Que estão fazendo os políticos? Que estão discutindo? Que estão concertando as escondidas? Por que viajam tanto? Por que marcam tão repetidos encontros? Por que não prestam contas ao Povo sobre os passos que estão dando, a clamar que defendem o regime do Povo, para o Povo, pelo Povo? Para onde nos querem levar? Para um acordo vergonhoso, para um candidato único à sucessão presidencial, sacrificando os princípios da dignidade, massacrando as ideias antagônicas, esmagando a honra dos partidos, desfibrando o caráter nacional, ensinando a lei do mínimo esforço, dando demonstração universal de que o Brasil ainda não é capaz de resolver seus problemas no terreno democrático da luta das ideias? Ou pretenderão levar-nos para uma batalha eleitoral baseada em coligações de Estados, como preparação de uma nova revolução armada, de uma guerra civil que pode arrastar o Brasil à secessão e à ruína?

Para onde pretendem levar nossa Pátria?

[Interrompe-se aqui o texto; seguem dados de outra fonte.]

PR #3379, opened 2022-04-15
time based switcher pt 2

chassu:
add archived tab settings view and fix for cookie cutter settings

### How was this tested?
- [x] Existing automated tests are enough to cover my changes

### Screenshots and screen recordings

Uploading Simulator Screen Recording - iPhone 13 Pro - 2022-04-14 at 18.14.52.mp4…

PR #3397, opened 2022-04-19
create a state where no tab is selected in time based tab switcher

chassu:
Add a state where none of the tab is selected. This happens when the last tab in the today section is closed.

Para uma política submetida aos caprichos ingleses, ou para uma política submetida ao arbítrio norte-americano?

Que pretendem fazer das instituições patrícias? Conservá-las atadas ao poste da imutabilidade, para que morram sob o punhal moscovita, ou transforma-las num sentido esquerdista, para termos uma situação Azanha ou uma situação Leon Blum?

Para onde vamos? Por que estão silenciosos os políticos?

No meio do delírio carnavalesco, o Povo espera alguma revelação para quarta-feira, para quinta- feira, qualquer palavra esclarecedora, qualquer gesto positivo, corajoso, digno.

E assim passa o Carnaval...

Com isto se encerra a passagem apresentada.